WORK ORDER: Copy every line of the records that includes the word "regressions".

___ MATERIAL PROVIDED ___

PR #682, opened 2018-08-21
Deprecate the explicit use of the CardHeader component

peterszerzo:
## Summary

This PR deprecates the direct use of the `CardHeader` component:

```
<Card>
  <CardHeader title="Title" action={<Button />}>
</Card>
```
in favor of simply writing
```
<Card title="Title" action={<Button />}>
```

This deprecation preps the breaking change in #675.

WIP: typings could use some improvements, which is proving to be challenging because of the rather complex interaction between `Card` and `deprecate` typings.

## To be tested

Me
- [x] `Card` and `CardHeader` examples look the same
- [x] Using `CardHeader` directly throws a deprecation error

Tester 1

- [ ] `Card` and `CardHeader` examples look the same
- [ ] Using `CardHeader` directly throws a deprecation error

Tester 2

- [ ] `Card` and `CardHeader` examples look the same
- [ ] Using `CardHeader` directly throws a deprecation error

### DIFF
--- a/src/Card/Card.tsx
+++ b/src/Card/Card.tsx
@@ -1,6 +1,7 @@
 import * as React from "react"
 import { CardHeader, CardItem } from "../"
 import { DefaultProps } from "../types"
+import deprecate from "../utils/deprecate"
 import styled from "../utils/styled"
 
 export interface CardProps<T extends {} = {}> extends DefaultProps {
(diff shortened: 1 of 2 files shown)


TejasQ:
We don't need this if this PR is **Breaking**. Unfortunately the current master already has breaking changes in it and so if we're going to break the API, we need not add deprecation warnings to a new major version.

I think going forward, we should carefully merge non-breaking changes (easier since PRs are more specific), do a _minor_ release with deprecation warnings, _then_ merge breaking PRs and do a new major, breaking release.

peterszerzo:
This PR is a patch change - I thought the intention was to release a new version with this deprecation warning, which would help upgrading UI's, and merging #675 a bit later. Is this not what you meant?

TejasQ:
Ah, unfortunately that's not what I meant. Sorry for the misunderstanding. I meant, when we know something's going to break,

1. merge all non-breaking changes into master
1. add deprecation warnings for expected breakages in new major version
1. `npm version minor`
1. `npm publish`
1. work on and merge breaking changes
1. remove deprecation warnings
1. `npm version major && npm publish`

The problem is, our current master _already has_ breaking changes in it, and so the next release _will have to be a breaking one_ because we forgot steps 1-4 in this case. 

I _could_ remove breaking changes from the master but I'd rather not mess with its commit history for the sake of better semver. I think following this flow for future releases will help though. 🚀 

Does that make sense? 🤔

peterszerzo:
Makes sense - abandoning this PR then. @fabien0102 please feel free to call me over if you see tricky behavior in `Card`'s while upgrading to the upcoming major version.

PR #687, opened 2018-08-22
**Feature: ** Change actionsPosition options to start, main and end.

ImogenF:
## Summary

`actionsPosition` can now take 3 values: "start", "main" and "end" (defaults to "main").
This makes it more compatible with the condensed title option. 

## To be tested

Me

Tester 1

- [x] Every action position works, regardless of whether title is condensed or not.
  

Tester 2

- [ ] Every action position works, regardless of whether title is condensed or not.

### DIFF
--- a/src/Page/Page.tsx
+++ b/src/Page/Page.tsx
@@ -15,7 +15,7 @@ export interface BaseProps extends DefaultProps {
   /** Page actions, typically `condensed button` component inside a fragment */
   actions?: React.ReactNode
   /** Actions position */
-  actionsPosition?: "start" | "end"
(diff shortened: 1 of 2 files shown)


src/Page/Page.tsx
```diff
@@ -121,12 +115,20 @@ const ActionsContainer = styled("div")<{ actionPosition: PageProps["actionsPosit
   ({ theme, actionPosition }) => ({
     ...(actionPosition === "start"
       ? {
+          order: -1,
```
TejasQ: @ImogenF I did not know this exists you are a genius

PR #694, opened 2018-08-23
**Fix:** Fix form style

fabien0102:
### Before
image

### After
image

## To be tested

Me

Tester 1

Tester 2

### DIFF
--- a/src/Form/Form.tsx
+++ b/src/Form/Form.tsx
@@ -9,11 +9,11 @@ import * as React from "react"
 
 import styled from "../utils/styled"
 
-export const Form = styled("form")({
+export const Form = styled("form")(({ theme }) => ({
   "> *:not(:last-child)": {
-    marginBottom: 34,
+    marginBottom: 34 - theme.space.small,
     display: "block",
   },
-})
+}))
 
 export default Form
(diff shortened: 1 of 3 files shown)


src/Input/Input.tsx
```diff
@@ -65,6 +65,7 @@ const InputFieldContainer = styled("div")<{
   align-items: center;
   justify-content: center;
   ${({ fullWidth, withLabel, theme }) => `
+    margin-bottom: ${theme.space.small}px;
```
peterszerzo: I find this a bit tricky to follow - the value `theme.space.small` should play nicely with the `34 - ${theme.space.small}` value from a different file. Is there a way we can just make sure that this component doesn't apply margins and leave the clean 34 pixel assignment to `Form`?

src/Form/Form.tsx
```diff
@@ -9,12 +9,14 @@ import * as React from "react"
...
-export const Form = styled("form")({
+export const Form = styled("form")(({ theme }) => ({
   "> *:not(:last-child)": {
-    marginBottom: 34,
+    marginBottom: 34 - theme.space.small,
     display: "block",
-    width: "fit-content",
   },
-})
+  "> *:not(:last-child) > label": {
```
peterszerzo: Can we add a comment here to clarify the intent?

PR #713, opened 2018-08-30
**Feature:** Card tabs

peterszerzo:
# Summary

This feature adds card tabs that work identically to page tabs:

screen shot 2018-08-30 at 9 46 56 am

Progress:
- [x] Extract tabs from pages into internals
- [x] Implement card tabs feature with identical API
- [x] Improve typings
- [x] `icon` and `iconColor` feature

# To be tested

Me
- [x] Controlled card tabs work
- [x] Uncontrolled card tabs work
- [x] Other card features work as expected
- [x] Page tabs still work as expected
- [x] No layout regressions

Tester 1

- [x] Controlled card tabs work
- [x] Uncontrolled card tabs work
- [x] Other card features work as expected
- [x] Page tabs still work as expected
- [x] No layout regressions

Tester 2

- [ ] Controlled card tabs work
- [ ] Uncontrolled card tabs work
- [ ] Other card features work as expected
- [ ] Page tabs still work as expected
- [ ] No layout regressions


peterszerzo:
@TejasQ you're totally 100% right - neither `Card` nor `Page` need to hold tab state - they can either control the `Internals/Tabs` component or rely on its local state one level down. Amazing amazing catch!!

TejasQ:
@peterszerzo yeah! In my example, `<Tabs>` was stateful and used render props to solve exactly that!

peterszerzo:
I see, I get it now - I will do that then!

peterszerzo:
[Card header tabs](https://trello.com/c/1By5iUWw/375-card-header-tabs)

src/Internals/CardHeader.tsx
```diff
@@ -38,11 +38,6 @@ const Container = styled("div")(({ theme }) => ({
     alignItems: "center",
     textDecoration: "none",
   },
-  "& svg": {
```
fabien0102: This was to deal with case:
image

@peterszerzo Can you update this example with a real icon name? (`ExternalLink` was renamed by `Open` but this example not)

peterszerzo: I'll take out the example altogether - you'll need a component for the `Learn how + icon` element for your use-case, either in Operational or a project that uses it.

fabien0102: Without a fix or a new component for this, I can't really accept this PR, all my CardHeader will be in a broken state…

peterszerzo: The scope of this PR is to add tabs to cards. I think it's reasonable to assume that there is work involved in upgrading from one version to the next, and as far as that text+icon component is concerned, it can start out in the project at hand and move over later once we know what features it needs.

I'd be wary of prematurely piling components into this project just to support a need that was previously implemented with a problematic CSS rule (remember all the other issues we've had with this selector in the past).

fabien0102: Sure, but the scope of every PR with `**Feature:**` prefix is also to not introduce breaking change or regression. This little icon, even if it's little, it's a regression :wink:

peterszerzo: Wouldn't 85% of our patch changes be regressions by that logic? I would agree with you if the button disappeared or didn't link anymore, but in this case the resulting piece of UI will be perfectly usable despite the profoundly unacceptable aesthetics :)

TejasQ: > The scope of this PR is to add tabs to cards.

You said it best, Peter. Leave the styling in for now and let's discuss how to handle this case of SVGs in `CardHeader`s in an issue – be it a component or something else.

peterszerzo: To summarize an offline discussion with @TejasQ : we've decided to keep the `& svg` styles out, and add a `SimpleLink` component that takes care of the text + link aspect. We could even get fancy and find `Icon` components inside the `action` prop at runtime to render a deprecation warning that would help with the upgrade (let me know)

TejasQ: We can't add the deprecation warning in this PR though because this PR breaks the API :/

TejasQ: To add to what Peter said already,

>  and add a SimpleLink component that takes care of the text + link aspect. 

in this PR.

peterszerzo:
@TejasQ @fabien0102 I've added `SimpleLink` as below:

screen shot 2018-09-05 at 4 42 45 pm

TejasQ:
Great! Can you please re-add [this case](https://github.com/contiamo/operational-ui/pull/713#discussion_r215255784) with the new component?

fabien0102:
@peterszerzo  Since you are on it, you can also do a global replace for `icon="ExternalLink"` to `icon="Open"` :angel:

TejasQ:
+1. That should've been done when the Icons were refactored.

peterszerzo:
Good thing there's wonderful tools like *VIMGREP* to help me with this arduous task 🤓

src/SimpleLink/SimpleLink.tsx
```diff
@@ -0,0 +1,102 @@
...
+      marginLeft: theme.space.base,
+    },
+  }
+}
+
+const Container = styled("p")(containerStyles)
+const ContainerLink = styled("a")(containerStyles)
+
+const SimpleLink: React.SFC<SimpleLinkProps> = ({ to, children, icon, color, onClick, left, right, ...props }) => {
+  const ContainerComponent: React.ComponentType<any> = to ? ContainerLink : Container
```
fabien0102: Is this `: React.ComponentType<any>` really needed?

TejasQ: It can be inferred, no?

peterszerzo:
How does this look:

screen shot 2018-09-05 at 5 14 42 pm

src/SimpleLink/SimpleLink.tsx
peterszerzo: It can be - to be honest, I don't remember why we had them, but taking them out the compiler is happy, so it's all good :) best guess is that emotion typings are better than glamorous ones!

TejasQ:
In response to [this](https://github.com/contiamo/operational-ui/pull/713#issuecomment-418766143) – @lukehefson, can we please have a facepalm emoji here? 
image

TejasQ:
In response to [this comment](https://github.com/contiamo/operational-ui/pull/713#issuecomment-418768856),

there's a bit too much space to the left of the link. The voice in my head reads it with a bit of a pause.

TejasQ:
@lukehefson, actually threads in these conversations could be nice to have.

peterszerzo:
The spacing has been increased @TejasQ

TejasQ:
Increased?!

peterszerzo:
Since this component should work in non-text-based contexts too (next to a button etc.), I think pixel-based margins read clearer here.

___

PROBLEM SOLUTION:
- [x] No layout regressions
- [x] No layout regressions
- [ ] No layout regressions
peterszerzo: Wouldn't 85% of our patch changes be regressions by that logic? I would agree with you if the button disappeared or didn't link anymore, but in this case the resulting piece of UI will be perfectly usable despite the profoundly unacceptable aesthetics :)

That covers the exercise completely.